On 05.03.2012 9:43, Jonathan M Davis wrote:
On Sunday, March 04, 2012 22:21:46 Timon Gehr wrote:
On 03/04/2012 09:48 PM, Dmitry Olshansky wrote:
This is proposal was dictated by a simple sudden need when designing
with ranges in mind. It's to introduce into Phobos the idiomatic
function replaceInto taking an output range to store the result in.

The signature revolves around:
void replace(..., Sink)(..., Sink sink)
if(...&&  isOutputRange!Sink)

Motivating example (std.array replace):

auto writer = stdout.lockingTextWriter; //or pick an Appender
foreach(line; stdin.byLine)
writer.put(replace(line, "Nick", "Nicholas"));


Skiping hardcoded strings, and lockingTextWriter (it has problems) at
the very deep level we see - what exactly? A horrible inefficiency, of
course! There is no need to allocate space for replaced string and even
doing it on buffer in-place risks allocation.

With proposed replaceInto:

auto writer = stdout.lockingTextWriter; //or pick an Appender
foreach(line; stdin.byLine)
replaceInto(line, "Nick", "Nicholas", writer);

Look ma, no allocations!

Same goes for e.g. std.regex replace, coincidence, coincidence :)

P.S. A DIP 9 flashback?

Yes, we need this.

I've been considering that we should probably add overloads which take an
output range to most of the functions in std.string - and possibly a number in
std.array - so that we can get that extra boost of efficiency, but I haven't
gotten around to doing anything with that yet.

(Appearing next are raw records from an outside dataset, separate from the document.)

Issue #543, opened 2017-06-29
Reorganize tools


binji:
We should change the tools to the following (adding on to #354):

- [x] `wat2wasm`: converts .wat text files only to .wasm binary files, and optionally validates
- [x] `wast2json`: converts .wast spec test files to .json and .wasm files
- ~~`wat-validate`: standalone .wat file validation, no conversion~~
- [x] `wasm2wat`: converts .wasm files to .wat text files, and optionally validates (rename of `wasm2wast`)
- [x] `wasm-validate`: standalone .wasm file validation, no conversion
- [x] `spectest-interp`: (better name?) run the spec tests in interpreter (current `wasm-interp` functionality)
- [x] `wasm-interp`: only run a single .wasm file, later adding passing arguments (see #198)

All of the functionality is available currently, this is just splitting it out. Thoughts?

sbc100:
I think maybe we can live with just one validate tool.  I would suggest you drop wat-validate.   If you want to validate a wat you can try to compile it with wat2wasm (which should validate by default), just like you would with a C++ source file.

binji:
Sounds good.

PR #664, opened 2017-10-31
Add wasm-validate tool

binji:
It's currently identical to wasm2wat, without the part to write out a
.wat file.


binji:
This is the final part of issue #543.

PR #673, opened 2017-11-21
Add various math operations to c-writer

kripken:


kripken:
Heh it looks like this conflicts with code that just landed which does the same stuff... so this can probably be closed.

binji:
Ah, thanks! Yeah, I started trying to see if I can pass the spec tests, so I'm implementing these even though no big wasm files I've found use them.

src/c-writer.cc
```diff
@@ -1654,28 +1672,43 @@ void CWriter::Write(const BinaryExpr& expr) {
...
+      WritePrefixBinaryExpr(expr.opcode, "I64_ROTR");
       break;
 
     case Opcode::F32Min:
+      WritePrefixBinaryExpr(expr.opcode, "fminf");
+      break;
+
     case Opcode::F64Min:
-      UNIMPLEMENTED(expr.opcode.GetName());
+      WritePrefixBinaryExpr(expr.opcode, "fmin");
```
binji: Didn't notice this! Looks like it has subtly different behavior w/ NaNs though:

```
fmin(3.0, NAN) => 3.0
(f32.min (f32.const 3.0) (f32.const nan)) => nan
```

From looking at http://en.cppreference.com/w/cpp/numeric/math/fmin.

kripken:
The binaryen fuzzer emits them, that's how I noticed ;)

binji:
(deleted mostly because origin/maths and origin/master both have the same prefix so my tab completion gets stuck :-})

PR #677, opened 2017-11-27
   Wabt simd v128.const instruction initial PR:

lizhengxing:
This is an initial PR for Wabt simd support to get some early feedback.
   This PR only implement the v128.const instruction.

   It will construct a simd 128-bits const.
   The expected wat format is:
   v128.const i32 0x00000000 0x11111111 0x22222222 0x33333333

   For simplify, this PR only implement the wat2wasm and wasm2wat functions.

   The following PRs will implement the full functions in Wabt.
   such as: Interp, objdump, logging, etc....

### DIFF
--- a/src/binary-reader.cc
+++ b/src/binary-reader.cc
@@ -83,6 +83,7 @@ class BinaryReader {
   Result ReadU32(uint32_t* out_value, const char* desc) WABT_WARN_UNUSED;
   Result ReadF32(uint32_t* out_value, const char* desc) WABT_WARN_UNUSED;
   Result ReadF64(uint64_t* out_value, const char* desc) WABT_WARN_UNUSED;
+  Result ReadV128(v128* out_value, const char* desc) WABT_WARN_UNUSED;
   Result ReadU32Leb128(uint32_t* out_value, const char* desc) WABT_WARN_UNUSED;
   Result ReadS32Leb128(uint32_t* out_value, const char* desc) WABT_WARN_UNUSED;
   Result ReadS64Leb128(uint64_t* out_value, const char* desc) WABT_WARN_UNUSED;
@@ -234,6 +235,10 @@ Result BinaryReader::ReadF64(uint64_t* out_value, const char* desc) {
   return ReadT(out_value, "double", desc);
 }
 
+Result BinaryReader::ReadV128(v128* out_value, const char* desc) {
+  return ReadT(out_value, "v128", desc);
+}
+
 Result BinaryReader::ReadU32Leb128(uint32_t* out_value, const char* desc) {
   const uint8_t* p = state_.data + state_.offset;
   const uint8_t* end = state_.data + read_end_;
@@ -327,6 +332,7 @@ static bool is_concrete_type(Type type) {
     case Type::I64:
     case Type::F32:
     case Type::F64:
+    case Type::V128:
       return true;
 
     default:
@@ -388,6 +394,15 @@ Result BinaryReader::ReadInitExpr(Index index, bool require_i32) {
       uint64_t value_bits = 0;
       CHECK_RESULT(ReadF64(&value_bits, "init_expr f64.const value"));
       CALLBACK(OnInitExprF64ConstExpr, index, value_bits);
+      break;
+    }
+
+    case Opcode::V128Const: {
+      ERROR_UNLESS_OPCODE_ENABLED(opcode);
+      v128 value_bits;
+      ZeroMemory(value_bits);
+      CHECK_RESULT(ReadV128(&value_bits, "init_expr v128.const value"));
+      CALLBACK(OnInitExprV128ConstExpr, index, value_bits);
       break;
     }
 
@@ -626,6 +641,16 @@ Result BinaryReader::ReadFunctionBody(Offset end_offset) {
         CHECK_RESULT(ReadF64(&value_bits, "f64.const value"));
         CALLBACK(OnF64ConstExpr, value_bits);
         CALLBACK(OnOpcodeF64, value_bits);
+        break;
+      }
+
+      case Opcode::V128Const: {
+        ERROR_UNLESS_OPCODE_ENABLED(opcode);
+        v128 value_bits;
+        ZeroMemory(value_bits);
+        CHECK_RESULT(ReadV128(&value_bits, "v128.const value"));
+        CALLBACK(OnV128ConstExpr, value_bits);
+        CALLBACK(OnOpcodeV128, value_bits);
         break;
       }
 
--- a/src/common.h
+++ b/src/common.h
@@ -90,6 +90,10 @@
 #define PRIaddress "u"
 #define PRIoffset PRIzx
 
+struct v128 {
+  uint32_t v[4];
+};
+
 namespace wabt {
 
 typedef uint32_t Index;    // An index into one of the many index spaces.
@@ -189,6 +193,7 @@ enum class Type {
   I64 = -0x02,
   F32 = -0x03,
   F64 = -0x04,
+  V128 = -0x05,
   Anyfunc = -0x10,
   Func = -0x20,
   Void = -0x40,
@@ -297,6 +302,8 @@ static WABT_INLINE const char* GetTypeName(Type type) {
       return "f32";
     case Type::F64:
       return "f64";
+    case Type::V128:
+      return "v128";
     case Type::Anyfunc:
       return "anyfunc";
     case Type::Func:
--- a/src/wast-parser.cc
+++ b/src/wast-parser.cc
@@ -586,7 +586,7 @@ bool WastParser::ParseVarListOpt(VarVector* out_var_list) {
 Result WastParser::ParseValueType(Type* out_type) {
   WABT_TRACE(ParseValueType);
   if (!PeekMatch(TokenType::ValueType)) {
-    return ErrorExpected({"i32", "i64", "f32", "f64"});
+    return ErrorExpected({"i32", "i64", "f32", "f64", "v128"});
   }
 
   *out_type = Consume().type();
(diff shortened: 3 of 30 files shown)


lizhengxing:
@binji Review please!
@arunetm fyi

src/wast-parser.cc
```diff
@@ -1479,6 +1480,14 @@ Result WastParser::ParsePlainInstr(std::unique_ptr<Expr>* out_expr) {
       break;
     }
 
+    // Simd
+    case TokenType::SimdConst: {
```
binji: I think it'd be better to return a TokenType::Const but with a different opcode, like the other const instructions.

src/wast-parser.cc
```diff
@@ -1488,6 +1497,96 @@ Result WastParser::ParsePlainInstr(std::unique_ptr<Expr>* out_expr) {
   return Result::Ok;
 }
 
+// Simd
+// The expected V128 const lists is:
+// i32 0xXXXXXXXX 0xXXXXXXXX 0xXXXXXXXX 0xXXXXXXXX
+Result WastParser::ParseSimdConstList(ConstVector* consts) {
```
binji: Probably better if this had a different name; currently "ParseConstList" name is used to parse a list of constant values for assertions, like `(i32.const 1) (f32.const 2)` etc.

This only seems to be used by `ParseSimdConst` below, maybe it can just be inlined? Or do you think you'll need it elsewhere?

src/wast-parser.cc
```diff
@@ -1488,6 +1497,96 @@ Result WastParser::ParsePlainInstr(std::unique_ptr<Expr>* out_expr) {
...
+          Error(const_.loc, "invalid literal \"%s\"", literal.text.c_str());
+        }
+
+        consts->push_back(const_);
+      }
+      break;
+    }
+
+    default:
+      assert(!"ParseSimdConstListcalled with invalid input const type");
```
binji: This should be an `Error`, not an assert.

src/wast-parser.cc
```diff
@@ -1488,6 +1497,96 @@ Result WastParser::ParsePlainInstr(std::unique_ptr<Expr>* out_expr) {
...
+  switch (opcode) {
+    case Opcode::V128Const: {
+      const_->type = Type::V128;
+      // 1. check the const type and range.
+      int nSize = simdconsts.size();
+      assert(nSize == 4);
+      // 2. Copy it into const_.v128_bits.
+      union i128bits{
+        int32_t i32Array[4];
+        uint8_t i8Array[16];
```
binji: Why is the union needed? I think you can use the i32array directly in memcpy below.

src/wast-parser.cc
```diff
@@ -1488,6 +1497,96 @@ Result WastParser::ParsePlainInstr(std::unique_ptr<Expr>* out_expr) {
...
+
+  switch (opcode) {
+    case Opcode::V128Const: {
+      const_->type = Type::V128;
+      // 1. check the const type and range.
+      int nSize = simdconsts.size();
+      assert(nSize == 4);
+      // 2. Copy it into const_.v128_bits.
+      union i128bits{
+        int32_t i32Array[4];
```
binji: Should be uint32_t, I think

src/wast-parser.cc
```diff
@@ -1488,6 +1497,96 @@ Result WastParser::ParsePlainInstr(std::unique_ptr<Expr>* out_expr) {
...
+
+    default:
+      assert(!"ParseSimdConstListcalled with invalid input const type");
+      return Result::Error;
+  }
+
+  return Result::Ok;
+}
+
+Result WastParser::ParseSimdConst(Const* const_) {
```
binji: I think it would be better if this was called from `ParseConst` so we could share places where that is used currently.

src/wat-writer.cc
```diff
@@ -452,6 +452,19 @@ void WatWriter::WriteConst(const Const& const_) {
       break;
     }
 
+    // Simd
+    case Type::V128: {
+      int32_t i32Array[4];
+      memcpy(&i32Array, &(const_.v128_bits), sizeof(v128));
+      WritePutsSpace(Opcode::V128Const_Opcode.GetName());
+      Writef("i32 0x%08x", i32Array[0]);
```
binji: You may as well roll this into one `Writef` call, I think

src/common.h
```diff
@@ -90,6 +90,9 @@
 #define PRIaddress "u"
 #define PRIoffset PRIzx
 
+// Simd.
+typedef __m128 v128;
```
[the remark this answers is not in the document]
lizhengxing: I'm not sure what's "define this internally" means.  Move "typedef __m128 v128" to other header file?

BTW:
How should we deal with the platform that doesn't support 128-bit integer?

src/wast-parser.cc
lizhengxing: Yes.  I do wanted to implement v128.const like this way at beginning.

But parse the simd const lists is slightly different to Int32/int64/F32/F64 const.  I'm worried that the changes will mess up the original code.  That's why I use a dedicated token for simd const.

Anyway, I'm re-implementing it and try to keep the code as clean as current.

src/wast-parser.cc
lizhengxing: Inline it will cause ParseSimdConst Function bigger.  Let me try it.

lizhengxing:
@binji 
Thanks for your review and nice comments. please check my questions about the comments. thanks again.

@arunetm FYI

src/common.h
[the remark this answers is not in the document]
binji: Sorry, I meant define something in wabt directly, like:
```
struct v128 {
  uint32_t v[0];
};
```

We don't really need to use the native type, since most of the time we'll just be loading and storing the values anyway. The interpreter may want to use a real v128 type, but even there it might be nice to do it with scalar values instead.

src/wast-parser.cc
binji: Yeah, I think you'll have to restructure `ParseConst` a bit, but that's OK. Don't worry too much about messing up the code. :-)

lizhengxing:
@binji 
Sorry, Some other issues blocked me submit the updated PR later.
Please review it if you are available, thanks!

The main changes are:
1. updated the PR according to upstream's comments.
2. added some tests.

@arunetm FYI

src/common.h
```diff
@@ -90,6 +90,10 @@
 #define PRIaddress "u"
 #define PRIoffset PRIzx
 
+typedef struct v128_data {
```
binji: This is C++, so you can just do `struct v128 { ... };`

src/wat-writer.cc
```diff
@@ -485,6 +485,15 @@ void WatWriter::WriteConst(const Const& const_) {
       break;
     }
 
+    case Type::V128: {
+      int32_t i32Array[4];
+      memcpy(&i32Array, &(const_.v128_bits), sizeof(v128));
```
binji: Remove and just use `const_.v128_bits.v[0]`, etc. below.

src/wast-parser.cc
```diff
@@ -1499,28 +1499,85 @@ Result WastParser::ParsePlainInstr(std::unique_ptr<Expr>* out_expr) {
...
+        if (Failed(result)) {
+          Error(loc, "invalid literal \"%s\"", literal.text.c_str());
+          return Result::Error;
+        }
+      }
+      break;
+    }
+
+    default:
+      Error(const_->loc, "ParseSimdConst called with invalid input const type, Type::I32 expected");
```
binji: Since this will be displayed to the user, it's better to avoid internal function names. Maybe just "expected i32 at start of simd constant". What do you think?

src/wast-parser.cc
```diff
@@ -1545,13 +1602,23 @@ Result WastParser::ParseConst(Const* const_) {
       result = ParseDouble(literal.type, s, end, &const_->f64_bits);
       break;
 
+    case Opcode::V128Const:
+      const_->type = Type::V128;
+      // Parse V128 Simd Const (16 bytes).
+      result = ParseSimdConst(const_, in_type, sizeof(v128));
```
binji: Since this is always going to be `size(v128)` for now, probably best to just hard code it in `ParseSimdConst`.

src/wast-parser.cc
```diff
@@ -1499,28 +1499,85 @@ Result WastParser::ParsePlainInstr(std::unique_ptr<Expr>* out_expr) {
...
+// The current expected V128 const lists is:
+// i32 0xXXXXXXXX 0xXXXXXXXX 0xXXXXXXXX 0xXXXXXXXX
+Result WastParser::ParseSimdConst(Const* const_, Type in_type, int32_t nSimdConstBytes) {
+  WABT_TRACE(ParseSimdConst);
+
+  // Parse the Simd Consts according to input data type.
+  switch (in_type) {
+    case Type::I32: {
+      const_->loc = GetLocation();
+      int nCount = nSimdConstBytes/sizeof(uint32_t);
```
binji: We can hardcode this for now, since we know that `nSimdConstBytes` is always `sizeof(v128)`.

binji: nit: `count` instead of `nCount`

src/binary-reader.cc
```diff
@@ -391,6 +397,14 @@ Result BinaryReader::ReadInitExpr(Index index, bool require_i32) {
       break;
     }
 
+    case Opcode::V128Const: {
+      v128 value_bits;
```
binji: Since SIMD is a future feature, we want to only allow it if the feature flag is enabled. See other examples using the `ERROR_UNLESS_OPCODE_ENABLED` macro in this file.

src/binary-reader.cc
```diff
@@ -629,6 +643,15 @@ Result BinaryReader::ReadFunctionBody(Offset end_offset) {
         break;
       }
 
+      case Opcode::V128Const: {
+        v128 value_bits;
```
binji: Same here.

src/wast-parser.cc
```diff
@@ -1545,13 +1602,23 @@ Result WastParser::ParseConst(Const* const_) {
       result = ParseDouble(literal.type, s, end, &const_->f64_bits);
       break;
 
+    case Opcode::V128Const:
+      const_->type = Type::V128;
```
binji: We only want to allow parsing this if the SIMD feature is enabled, see other examples in this file using `ErrorUnlessOpcodeEnabled`.

src/binary-reader.cc
lizhengxing: Agree.

src/binary-reader.cc
lizhengxing: Agree.

src/common.h
lizhengxing: Agree.

src/wast-parser.cc
lizhengxing: The reason why I didn't use hardcode here is: 
I want to this function can be used for future 256 or 512 simd type.

lizhengxing: Agree.

src/wast-parser.cc
lizhengxing: Agree.

src/wast-parser.cc
lizhengxing: Agree.

src/wast-parser.cc
lizhengxing: The reason here is for future possible 256, 512 simd type too.

src/wat-writer.cc
lizhengxing: Agree.

lizhengxing:
@binji 
Thanks for your review. I will update the PR. thanks!

@arunetm FYI!

lizhengxing:
@binji 
I updated the PR according to your suggestion except for the hardcode for simd value size.

BTW:
1. Running test/run-tests.py --enable-simd -v --bindir out/clang/Debug/ will meet 
"run-tests.py: error: unrecognized arguments: --enable-simd"

Would you please take a look for it?

2. Some tests may be mixed simd and non-simd functions, How should I control the --enable-simd test option when I submit a PR.

Thanks!

@arunetm FYI!

binji:
You can specify the flags in the test file itself, so in `test/parse/expr/bad-const-v128-type-i32-expected.txt`, you can write:
```
;;; ERROR: 1
;;; FLAGS: --enable-simd
(module (func v128.const ...
```

lizhengxing:
@binji 
Thanks! 
How about test/parse/expr/const.txt?  extract the v128.const to another dedicated test file or use "FLAGS: --enable-simd" in test/parse/expr/const.txt?  

@arunetm FYI

binji:
> How about test/parse/expr/const.txt? extract the v128.const to another dedicated test file or use "FLAGS: --enable-simd" in test/parse/expr/const.txt?

It's OK to just add the `--enable-simd` flag to that file.

lizhengxing:
@binji 
Thanks!

I updated the test files, please review it again once you are available .

@arunetm FYI!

Yes, by the looks of it there is plenty of places to apply this. One thing that I'm unclear on is should it be overloads? The problem is that e.g. the fact that replace either returns new array or nothing depending on the arguments is kind of unexpected for the reader. Not to mention that overload space was pretty crumbled, that's why I ended up with replaceInto name.